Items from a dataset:
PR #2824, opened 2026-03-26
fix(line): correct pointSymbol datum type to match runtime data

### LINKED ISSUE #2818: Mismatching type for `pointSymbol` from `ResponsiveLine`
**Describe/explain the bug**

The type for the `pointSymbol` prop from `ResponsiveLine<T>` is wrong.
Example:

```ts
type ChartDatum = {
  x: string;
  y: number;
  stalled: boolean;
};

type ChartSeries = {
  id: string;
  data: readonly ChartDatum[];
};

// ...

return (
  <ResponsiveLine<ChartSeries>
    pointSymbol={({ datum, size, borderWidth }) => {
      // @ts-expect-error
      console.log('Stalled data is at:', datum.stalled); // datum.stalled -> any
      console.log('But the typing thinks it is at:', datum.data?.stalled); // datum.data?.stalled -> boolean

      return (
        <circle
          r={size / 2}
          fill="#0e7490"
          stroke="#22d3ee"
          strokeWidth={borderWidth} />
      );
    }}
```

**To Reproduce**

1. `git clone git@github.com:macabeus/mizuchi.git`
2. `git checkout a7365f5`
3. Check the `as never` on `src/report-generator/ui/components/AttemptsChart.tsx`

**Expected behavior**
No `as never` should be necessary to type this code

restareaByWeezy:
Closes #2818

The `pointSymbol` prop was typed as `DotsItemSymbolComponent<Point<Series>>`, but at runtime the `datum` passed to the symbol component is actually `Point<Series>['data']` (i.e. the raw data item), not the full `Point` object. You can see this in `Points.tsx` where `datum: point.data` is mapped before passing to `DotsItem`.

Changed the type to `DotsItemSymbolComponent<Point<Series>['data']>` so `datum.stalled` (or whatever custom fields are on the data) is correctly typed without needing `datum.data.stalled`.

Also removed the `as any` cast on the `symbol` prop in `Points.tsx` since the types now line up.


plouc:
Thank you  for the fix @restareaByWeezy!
--
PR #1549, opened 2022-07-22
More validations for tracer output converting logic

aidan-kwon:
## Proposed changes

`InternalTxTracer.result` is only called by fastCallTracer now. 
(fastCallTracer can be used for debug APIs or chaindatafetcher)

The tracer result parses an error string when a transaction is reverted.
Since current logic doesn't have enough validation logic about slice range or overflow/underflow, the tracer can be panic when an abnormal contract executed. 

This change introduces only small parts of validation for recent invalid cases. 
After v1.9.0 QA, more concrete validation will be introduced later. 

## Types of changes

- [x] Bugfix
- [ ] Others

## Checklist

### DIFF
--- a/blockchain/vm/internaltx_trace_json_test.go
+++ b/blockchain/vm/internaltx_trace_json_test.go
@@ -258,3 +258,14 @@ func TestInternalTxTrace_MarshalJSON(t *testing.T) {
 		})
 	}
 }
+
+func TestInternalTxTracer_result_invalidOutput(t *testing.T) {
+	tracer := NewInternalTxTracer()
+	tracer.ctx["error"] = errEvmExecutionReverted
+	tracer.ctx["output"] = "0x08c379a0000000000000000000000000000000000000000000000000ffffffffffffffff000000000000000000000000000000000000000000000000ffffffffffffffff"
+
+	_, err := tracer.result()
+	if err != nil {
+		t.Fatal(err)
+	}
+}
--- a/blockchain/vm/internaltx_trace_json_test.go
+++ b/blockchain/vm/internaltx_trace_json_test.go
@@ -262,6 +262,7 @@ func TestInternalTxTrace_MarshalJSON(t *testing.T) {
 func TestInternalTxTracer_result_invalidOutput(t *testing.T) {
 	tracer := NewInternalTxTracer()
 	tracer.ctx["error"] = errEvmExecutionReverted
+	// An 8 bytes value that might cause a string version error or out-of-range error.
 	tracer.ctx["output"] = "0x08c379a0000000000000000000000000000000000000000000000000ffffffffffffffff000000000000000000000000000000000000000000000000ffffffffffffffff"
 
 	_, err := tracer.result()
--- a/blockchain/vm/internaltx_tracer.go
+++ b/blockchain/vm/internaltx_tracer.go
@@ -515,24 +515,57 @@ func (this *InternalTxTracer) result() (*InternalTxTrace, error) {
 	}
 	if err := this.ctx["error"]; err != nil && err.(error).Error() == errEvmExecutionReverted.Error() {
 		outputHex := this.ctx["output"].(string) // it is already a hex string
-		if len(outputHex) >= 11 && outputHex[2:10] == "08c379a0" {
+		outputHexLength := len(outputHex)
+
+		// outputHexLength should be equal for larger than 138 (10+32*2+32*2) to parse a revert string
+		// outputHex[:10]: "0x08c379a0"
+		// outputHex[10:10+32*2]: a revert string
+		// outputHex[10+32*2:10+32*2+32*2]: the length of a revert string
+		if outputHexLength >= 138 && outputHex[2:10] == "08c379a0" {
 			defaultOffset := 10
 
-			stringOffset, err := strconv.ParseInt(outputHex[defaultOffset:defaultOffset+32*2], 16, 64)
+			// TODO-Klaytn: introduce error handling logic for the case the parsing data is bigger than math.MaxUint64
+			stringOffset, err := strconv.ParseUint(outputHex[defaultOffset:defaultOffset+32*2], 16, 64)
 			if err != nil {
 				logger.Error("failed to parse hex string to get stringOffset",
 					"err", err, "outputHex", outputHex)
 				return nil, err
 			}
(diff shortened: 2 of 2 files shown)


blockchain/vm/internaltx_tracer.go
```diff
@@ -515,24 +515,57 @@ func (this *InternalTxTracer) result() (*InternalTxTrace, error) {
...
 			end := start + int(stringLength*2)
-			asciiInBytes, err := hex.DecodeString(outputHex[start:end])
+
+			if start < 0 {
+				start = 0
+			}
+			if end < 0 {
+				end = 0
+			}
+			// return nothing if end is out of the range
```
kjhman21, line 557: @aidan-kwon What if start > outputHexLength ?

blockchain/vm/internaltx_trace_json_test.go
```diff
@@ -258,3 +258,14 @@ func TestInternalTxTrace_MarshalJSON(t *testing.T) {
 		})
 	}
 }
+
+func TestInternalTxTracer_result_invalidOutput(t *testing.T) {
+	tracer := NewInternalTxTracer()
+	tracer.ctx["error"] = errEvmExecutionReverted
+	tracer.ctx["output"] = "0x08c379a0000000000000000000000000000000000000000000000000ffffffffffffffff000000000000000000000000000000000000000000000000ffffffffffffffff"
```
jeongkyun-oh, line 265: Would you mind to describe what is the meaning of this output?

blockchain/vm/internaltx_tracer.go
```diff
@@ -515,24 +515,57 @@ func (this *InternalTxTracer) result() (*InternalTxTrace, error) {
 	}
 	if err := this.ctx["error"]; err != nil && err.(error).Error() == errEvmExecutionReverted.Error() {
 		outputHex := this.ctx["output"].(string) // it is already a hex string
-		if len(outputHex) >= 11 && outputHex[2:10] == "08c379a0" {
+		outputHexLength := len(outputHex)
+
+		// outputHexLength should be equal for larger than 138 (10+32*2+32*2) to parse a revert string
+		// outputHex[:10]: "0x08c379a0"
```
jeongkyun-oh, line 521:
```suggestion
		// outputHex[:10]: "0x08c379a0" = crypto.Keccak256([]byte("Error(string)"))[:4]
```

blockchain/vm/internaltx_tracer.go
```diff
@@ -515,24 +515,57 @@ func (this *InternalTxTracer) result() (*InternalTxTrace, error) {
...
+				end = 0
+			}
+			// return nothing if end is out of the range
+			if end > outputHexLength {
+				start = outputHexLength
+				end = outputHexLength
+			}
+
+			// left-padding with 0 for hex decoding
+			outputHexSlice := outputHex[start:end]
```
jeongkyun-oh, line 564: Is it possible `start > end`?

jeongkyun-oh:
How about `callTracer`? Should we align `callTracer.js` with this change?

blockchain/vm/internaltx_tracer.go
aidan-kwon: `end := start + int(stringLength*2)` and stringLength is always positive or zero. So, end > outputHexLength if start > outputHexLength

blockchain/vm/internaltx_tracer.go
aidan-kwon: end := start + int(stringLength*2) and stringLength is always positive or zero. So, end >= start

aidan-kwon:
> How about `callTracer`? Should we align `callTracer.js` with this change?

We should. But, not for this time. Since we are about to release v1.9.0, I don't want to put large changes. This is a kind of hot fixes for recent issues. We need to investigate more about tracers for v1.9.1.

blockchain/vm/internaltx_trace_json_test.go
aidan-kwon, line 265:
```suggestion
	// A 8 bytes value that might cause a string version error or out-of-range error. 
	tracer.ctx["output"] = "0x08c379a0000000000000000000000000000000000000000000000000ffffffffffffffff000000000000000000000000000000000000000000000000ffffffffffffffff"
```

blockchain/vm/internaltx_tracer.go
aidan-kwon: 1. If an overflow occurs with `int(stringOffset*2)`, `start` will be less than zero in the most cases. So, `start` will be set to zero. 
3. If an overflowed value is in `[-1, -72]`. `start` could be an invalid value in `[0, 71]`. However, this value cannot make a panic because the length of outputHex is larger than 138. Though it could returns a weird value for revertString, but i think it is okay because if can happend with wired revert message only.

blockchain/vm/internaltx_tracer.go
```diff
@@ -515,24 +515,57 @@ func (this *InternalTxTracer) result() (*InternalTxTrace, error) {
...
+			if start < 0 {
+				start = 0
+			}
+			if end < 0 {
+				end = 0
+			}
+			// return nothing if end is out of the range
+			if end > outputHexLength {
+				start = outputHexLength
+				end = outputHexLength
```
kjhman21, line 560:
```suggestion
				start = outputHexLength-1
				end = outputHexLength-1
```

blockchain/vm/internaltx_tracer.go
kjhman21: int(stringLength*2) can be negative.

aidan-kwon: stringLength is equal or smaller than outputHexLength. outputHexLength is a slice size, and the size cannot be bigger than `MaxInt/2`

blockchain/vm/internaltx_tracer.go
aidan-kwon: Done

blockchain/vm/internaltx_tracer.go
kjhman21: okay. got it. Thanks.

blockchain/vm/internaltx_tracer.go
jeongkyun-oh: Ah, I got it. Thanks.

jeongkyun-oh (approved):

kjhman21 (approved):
...
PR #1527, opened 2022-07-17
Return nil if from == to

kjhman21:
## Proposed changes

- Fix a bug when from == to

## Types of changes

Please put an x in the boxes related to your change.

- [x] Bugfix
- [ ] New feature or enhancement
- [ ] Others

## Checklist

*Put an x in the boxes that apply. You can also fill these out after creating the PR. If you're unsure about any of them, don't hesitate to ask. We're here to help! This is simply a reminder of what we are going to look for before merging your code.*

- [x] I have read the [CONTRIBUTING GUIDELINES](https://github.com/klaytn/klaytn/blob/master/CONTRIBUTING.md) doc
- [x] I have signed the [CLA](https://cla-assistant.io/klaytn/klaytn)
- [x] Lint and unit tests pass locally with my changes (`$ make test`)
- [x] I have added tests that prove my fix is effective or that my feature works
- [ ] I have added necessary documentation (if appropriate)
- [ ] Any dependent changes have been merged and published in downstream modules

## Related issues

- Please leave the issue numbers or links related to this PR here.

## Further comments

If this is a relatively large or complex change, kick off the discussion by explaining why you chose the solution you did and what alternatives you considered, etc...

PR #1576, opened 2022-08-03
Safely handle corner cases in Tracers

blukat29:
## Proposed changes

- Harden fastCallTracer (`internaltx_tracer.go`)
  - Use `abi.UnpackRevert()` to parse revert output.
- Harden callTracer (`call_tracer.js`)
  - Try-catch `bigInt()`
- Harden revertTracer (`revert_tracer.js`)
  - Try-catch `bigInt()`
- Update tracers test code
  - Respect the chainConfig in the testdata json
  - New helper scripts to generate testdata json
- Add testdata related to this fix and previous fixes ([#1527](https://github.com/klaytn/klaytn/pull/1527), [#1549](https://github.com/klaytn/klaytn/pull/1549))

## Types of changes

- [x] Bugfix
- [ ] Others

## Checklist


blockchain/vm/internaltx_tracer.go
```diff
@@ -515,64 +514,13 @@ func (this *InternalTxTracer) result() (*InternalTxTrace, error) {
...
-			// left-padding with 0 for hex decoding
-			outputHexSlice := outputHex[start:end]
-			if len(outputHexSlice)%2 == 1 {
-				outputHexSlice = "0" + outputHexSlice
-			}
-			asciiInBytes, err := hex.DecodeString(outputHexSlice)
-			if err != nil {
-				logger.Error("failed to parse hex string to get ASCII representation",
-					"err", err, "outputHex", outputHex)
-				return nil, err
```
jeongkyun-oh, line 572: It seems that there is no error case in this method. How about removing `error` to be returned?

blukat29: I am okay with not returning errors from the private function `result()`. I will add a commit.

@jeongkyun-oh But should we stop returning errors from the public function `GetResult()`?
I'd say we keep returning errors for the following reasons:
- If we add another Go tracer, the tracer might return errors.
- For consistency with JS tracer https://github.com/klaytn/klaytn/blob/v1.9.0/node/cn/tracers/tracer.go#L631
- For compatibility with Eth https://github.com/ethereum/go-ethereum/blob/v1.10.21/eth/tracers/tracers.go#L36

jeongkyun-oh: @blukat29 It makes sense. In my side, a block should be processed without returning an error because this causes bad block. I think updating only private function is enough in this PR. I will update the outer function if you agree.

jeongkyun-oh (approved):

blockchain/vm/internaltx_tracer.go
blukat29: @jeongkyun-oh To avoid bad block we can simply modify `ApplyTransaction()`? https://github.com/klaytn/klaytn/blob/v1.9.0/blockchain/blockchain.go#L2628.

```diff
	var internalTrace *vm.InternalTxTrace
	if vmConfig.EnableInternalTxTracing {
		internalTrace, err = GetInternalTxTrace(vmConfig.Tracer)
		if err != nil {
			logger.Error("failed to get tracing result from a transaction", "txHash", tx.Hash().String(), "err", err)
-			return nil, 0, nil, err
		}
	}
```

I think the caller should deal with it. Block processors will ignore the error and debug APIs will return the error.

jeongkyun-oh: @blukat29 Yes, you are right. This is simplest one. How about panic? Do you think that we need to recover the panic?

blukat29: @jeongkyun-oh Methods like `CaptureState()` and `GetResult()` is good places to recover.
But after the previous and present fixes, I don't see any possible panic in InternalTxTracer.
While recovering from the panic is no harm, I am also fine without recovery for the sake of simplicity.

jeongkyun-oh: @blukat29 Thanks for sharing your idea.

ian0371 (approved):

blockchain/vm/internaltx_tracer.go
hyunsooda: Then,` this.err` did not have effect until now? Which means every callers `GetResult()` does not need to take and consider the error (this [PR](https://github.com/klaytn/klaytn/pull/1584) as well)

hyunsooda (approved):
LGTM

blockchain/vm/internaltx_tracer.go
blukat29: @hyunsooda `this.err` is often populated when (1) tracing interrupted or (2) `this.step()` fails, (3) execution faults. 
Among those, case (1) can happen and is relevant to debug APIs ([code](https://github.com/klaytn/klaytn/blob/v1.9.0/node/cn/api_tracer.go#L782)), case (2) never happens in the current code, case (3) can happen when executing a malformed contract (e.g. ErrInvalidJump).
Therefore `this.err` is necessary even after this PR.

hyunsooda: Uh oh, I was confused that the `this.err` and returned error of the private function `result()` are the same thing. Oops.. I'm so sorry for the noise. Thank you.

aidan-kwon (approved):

▶ **TASK TO CARRY OUT**
Only the lines that hold the word "GetResult" are wanted; each should be pulled from the records.

▶ **FINISHED EXERCISE**
@jeongkyun-oh But should we stop returning errors from the public function `GetResult()`?
blukat29: @jeongkyun-oh Methods like `CaptureState()` and `GetResult()` is good places to recover.
hyunsooda: Then,` this.err` did not have effect until now? Which means every callers `GetResult()` does not need to take and consider the error (this [PR](https://github.com/klaytn/klaytn/pull/1584) as well)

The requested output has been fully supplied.